| EXTRACTED INFORMATION |

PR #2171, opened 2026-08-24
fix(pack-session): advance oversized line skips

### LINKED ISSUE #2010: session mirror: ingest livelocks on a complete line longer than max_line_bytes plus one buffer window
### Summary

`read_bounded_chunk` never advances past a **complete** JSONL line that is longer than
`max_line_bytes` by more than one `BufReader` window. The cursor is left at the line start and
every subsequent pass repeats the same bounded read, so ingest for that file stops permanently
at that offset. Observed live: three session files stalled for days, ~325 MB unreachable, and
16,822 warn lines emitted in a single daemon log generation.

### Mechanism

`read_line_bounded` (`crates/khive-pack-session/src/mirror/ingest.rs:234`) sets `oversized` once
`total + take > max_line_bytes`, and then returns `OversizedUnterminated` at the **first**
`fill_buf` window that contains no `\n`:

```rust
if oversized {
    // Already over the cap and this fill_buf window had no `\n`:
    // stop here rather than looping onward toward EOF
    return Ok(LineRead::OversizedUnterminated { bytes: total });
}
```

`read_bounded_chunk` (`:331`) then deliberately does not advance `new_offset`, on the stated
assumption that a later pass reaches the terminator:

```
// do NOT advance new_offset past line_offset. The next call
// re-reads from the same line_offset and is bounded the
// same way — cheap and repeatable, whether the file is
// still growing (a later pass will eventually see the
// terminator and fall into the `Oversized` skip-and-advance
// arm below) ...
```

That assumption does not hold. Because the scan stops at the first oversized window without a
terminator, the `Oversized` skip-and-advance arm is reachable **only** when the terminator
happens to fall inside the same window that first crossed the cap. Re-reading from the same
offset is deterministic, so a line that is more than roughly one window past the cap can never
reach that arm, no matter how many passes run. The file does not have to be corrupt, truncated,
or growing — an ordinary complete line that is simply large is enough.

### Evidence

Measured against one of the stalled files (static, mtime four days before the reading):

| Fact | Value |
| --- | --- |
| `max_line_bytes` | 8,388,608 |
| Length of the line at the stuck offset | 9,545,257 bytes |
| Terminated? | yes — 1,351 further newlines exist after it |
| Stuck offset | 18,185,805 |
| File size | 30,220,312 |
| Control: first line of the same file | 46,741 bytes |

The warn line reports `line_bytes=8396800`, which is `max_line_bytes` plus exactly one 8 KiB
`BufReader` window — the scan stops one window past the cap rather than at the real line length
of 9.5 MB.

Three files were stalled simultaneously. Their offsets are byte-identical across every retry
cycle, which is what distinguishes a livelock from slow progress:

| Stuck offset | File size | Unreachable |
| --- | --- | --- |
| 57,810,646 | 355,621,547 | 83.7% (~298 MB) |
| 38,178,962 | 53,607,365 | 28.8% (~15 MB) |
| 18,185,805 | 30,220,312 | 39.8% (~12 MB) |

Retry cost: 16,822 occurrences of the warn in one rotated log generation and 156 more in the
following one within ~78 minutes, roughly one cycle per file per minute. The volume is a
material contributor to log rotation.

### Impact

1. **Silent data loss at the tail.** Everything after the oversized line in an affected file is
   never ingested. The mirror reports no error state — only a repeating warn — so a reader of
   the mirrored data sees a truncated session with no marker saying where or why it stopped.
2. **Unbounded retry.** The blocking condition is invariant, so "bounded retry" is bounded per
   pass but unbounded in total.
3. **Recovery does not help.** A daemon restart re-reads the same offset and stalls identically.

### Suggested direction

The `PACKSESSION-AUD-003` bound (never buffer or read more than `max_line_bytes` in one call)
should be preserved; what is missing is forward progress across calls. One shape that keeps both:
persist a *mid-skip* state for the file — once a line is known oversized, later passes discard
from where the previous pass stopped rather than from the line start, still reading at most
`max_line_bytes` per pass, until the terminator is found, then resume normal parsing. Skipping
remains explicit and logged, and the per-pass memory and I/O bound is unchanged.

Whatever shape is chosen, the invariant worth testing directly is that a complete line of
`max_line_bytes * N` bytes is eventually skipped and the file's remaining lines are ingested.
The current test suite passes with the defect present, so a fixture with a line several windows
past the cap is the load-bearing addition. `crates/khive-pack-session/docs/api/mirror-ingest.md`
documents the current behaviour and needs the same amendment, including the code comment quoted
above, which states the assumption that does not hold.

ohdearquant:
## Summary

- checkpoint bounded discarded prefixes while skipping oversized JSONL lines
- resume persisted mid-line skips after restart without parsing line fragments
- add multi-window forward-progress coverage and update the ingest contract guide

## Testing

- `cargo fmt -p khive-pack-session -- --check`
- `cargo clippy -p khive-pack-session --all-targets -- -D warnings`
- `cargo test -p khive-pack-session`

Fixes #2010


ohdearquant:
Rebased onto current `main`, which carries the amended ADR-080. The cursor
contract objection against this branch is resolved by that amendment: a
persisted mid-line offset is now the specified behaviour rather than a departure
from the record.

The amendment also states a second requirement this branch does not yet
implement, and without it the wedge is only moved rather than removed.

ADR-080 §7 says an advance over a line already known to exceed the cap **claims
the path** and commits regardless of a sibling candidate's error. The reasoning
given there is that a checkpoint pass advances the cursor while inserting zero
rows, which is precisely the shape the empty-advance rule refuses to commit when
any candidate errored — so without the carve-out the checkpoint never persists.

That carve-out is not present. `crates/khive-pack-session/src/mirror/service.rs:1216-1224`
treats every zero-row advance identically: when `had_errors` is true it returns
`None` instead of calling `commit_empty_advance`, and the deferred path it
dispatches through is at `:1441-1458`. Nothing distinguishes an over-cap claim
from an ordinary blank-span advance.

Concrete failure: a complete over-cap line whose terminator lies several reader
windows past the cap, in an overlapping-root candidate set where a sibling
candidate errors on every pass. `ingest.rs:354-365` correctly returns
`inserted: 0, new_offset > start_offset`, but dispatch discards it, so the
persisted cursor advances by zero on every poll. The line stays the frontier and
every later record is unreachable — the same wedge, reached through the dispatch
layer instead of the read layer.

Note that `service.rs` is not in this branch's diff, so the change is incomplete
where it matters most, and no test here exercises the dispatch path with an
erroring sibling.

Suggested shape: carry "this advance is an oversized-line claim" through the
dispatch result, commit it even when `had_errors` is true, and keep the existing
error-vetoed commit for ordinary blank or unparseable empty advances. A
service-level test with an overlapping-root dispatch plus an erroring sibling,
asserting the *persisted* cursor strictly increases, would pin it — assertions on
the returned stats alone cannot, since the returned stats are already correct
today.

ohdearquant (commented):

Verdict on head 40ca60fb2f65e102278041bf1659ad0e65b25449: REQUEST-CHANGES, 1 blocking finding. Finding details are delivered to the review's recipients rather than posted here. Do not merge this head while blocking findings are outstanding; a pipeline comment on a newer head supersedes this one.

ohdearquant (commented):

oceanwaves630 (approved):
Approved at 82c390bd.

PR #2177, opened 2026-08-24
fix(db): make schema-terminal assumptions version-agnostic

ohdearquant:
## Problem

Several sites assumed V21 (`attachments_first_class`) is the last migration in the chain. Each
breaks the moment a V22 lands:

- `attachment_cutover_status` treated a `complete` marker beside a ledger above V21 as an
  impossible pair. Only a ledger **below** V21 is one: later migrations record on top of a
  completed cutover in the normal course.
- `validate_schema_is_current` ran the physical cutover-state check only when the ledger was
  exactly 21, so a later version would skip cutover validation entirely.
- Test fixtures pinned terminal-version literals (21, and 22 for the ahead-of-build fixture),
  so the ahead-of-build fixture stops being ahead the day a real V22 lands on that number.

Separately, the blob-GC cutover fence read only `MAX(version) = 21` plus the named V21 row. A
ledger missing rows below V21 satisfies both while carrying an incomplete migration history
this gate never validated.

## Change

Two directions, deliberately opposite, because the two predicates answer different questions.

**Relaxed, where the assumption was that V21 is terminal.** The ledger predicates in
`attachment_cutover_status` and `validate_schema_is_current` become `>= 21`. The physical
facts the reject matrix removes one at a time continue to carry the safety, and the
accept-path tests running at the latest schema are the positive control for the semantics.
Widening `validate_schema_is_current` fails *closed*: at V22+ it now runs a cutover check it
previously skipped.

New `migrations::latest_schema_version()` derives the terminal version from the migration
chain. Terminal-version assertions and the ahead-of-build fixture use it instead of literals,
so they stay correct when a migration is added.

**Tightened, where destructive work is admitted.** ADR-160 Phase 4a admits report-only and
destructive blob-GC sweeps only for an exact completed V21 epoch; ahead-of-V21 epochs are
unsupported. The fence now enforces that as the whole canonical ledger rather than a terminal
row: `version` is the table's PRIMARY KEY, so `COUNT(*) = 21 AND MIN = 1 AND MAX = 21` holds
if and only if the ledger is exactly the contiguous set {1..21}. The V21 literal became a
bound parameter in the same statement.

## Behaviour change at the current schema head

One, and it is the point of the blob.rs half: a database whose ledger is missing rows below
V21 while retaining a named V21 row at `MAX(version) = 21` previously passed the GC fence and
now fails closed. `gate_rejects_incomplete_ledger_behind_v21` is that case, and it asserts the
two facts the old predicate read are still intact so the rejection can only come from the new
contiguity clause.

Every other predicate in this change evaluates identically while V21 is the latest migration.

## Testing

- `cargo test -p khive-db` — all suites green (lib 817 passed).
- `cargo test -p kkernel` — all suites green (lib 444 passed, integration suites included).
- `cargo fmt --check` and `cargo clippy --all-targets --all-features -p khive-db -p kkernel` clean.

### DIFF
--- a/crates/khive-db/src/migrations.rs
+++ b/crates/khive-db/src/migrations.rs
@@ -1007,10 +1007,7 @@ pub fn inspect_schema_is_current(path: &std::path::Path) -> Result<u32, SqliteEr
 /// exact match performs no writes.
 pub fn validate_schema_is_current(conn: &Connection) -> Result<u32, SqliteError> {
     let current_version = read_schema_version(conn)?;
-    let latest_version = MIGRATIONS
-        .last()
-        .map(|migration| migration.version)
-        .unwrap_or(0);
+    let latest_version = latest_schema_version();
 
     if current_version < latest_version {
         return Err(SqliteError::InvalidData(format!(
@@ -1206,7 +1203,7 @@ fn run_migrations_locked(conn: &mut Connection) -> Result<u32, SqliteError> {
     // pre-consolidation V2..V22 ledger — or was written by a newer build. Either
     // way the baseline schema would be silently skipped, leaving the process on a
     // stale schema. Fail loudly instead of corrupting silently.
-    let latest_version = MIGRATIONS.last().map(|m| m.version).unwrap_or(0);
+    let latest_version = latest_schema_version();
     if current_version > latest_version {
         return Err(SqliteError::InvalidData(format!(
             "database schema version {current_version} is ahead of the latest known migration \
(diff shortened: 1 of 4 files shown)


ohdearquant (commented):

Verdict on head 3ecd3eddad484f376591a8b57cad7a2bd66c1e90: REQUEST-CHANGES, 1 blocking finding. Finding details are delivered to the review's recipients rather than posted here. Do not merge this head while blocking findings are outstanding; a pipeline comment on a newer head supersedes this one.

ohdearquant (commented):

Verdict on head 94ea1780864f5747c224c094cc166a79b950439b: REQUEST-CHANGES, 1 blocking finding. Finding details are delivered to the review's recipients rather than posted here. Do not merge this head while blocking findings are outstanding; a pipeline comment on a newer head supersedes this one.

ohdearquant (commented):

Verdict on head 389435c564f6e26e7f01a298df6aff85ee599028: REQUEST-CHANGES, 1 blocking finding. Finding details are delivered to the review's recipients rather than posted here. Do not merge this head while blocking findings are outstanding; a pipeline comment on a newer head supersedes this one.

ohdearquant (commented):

| WHAT IS NEEDED |
What do the lines above say from the one containing "### Mechanism" down to the one containing "exist after it |"? Return them exactly, both end lines included, and only them.

| FINISHED EXERCISE |
### Mechanism

`read_line_bounded` (`crates/khive-pack-session/src/mirror/ingest.rs:234`) sets `oversized` once
`total + take > max_line_bytes`, and then returns `OversizedUnterminated` at the **first**
`fill_buf` window that contains no `\n`:

```rust
if oversized {
    // Already over the cap and this fill_buf window had no `\n`:
    // stop here rather than looping onward toward EOF
    return Ok(LineRead::OversizedUnterminated { bytes: total });
}
```

`read_bounded_chunk` (`:331`) then deliberately does not advance `new_offset`, on the stated
assumption that a later pass reaches the terminator:

```
// do NOT advance new_offset past line_offset. The next call
// re-reads from the same line_offset and is bounded the
// same way — cheap and repeatable, whether the file is
// still growing (a later pass will eventually see the
// terminator and fall into the `Oversized` skip-and-advance
// arm below) ...
```

That assumption does not hold. Because the scan stops at the first oversized window without a
terminator, the `Oversized` skip-and-advance arm is reachable **only** when the terminator
happens to fall inside the same window that first crossed the cap. Re-reading from the same
offset is deterministic, so a line that is more than roughly one window past the cap can never
reach that arm, no matter how many passes run. The file does not have to be corrupt, truncated,
or growing — an ordinary complete line that is simply large is enough.

### Evidence

Measured against one of the stalled files (static, mtime four days before the reading):

| Fact | Value |
| --- | --- |
| `max_line_bytes` | 8,388,608 |
| Length of the line at the stuck offset | 9,545,257 bytes |
| Terminated? | yes — 1,351 further newlines exist after it |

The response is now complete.